____ Data records

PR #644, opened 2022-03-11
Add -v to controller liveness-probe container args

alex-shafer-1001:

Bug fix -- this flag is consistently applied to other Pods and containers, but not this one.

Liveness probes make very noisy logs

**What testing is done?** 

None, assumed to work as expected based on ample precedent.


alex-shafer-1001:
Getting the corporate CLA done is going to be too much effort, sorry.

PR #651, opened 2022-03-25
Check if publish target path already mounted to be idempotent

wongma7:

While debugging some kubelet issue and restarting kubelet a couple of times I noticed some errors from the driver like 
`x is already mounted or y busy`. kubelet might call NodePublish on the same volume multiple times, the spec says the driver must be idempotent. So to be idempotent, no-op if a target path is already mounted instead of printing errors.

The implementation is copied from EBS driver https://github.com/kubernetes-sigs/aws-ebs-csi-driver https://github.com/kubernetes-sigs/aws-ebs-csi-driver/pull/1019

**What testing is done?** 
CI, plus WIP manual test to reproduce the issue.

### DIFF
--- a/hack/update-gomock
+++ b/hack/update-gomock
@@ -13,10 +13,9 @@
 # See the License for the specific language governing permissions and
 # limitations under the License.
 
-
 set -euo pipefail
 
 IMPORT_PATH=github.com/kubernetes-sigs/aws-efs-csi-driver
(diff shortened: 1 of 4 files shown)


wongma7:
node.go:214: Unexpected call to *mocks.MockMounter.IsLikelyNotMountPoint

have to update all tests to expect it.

________

▸ What you have to do:
From the first record to the last, copy everything exactly.

▸ Result below:
PR #644, opened 2022-03-11
Add -v to controller liveness-probe container args

alex-shafer-1001:

Bug fix -- this flag is consistently applied to other Pods and containers, but not this one.

Liveness probes make very noisy logs

**What testing is done?** 

None, assumed to work as expected based on ample precedent.


alex-shafer-1001:
Getting the corporate CLA done is going to be too much effort, sorry.

PR #651, opened 2022-03-25
Check if publish target path already mounted to be idempotent

wongma7:

While debugging some kubelet issue and restarting kubelet a couple of times I noticed some errors from the driver like 
`x is already mounted or y busy`. kubelet might call NodePublish on the same volume multiple times, the spec says the driver must be idempotent. So to be idempotent, no-op if a target path is already mounted instead of printing errors.

The implementation is copied from EBS driver https://github.com/kubernetes-sigs/aws-ebs-csi-driver https://github.com/kubernetes-sigs/aws-ebs-csi-driver/pull/1019

**What testing is done?** 
CI, plus WIP manual test to reproduce the issue.

### DIFF
--- a/hack/update-gomock
+++ b/hack/update-gomock
@@ -13,10 +13,9 @@
 # See the License for the specific language governing permissions and
 # limitations under the License.
 
-
 set -euo pipefail
 
 IMPORT_PATH=github.com/kubernetes-sigs/aws-efs-csi-driver
(diff shortened: 1 of 4 files shown)


wongma7:
node.go:214: Unexpected call to *mocks.MockMounter.IsLikelyNotMountPoint

have to update all tests to expect it.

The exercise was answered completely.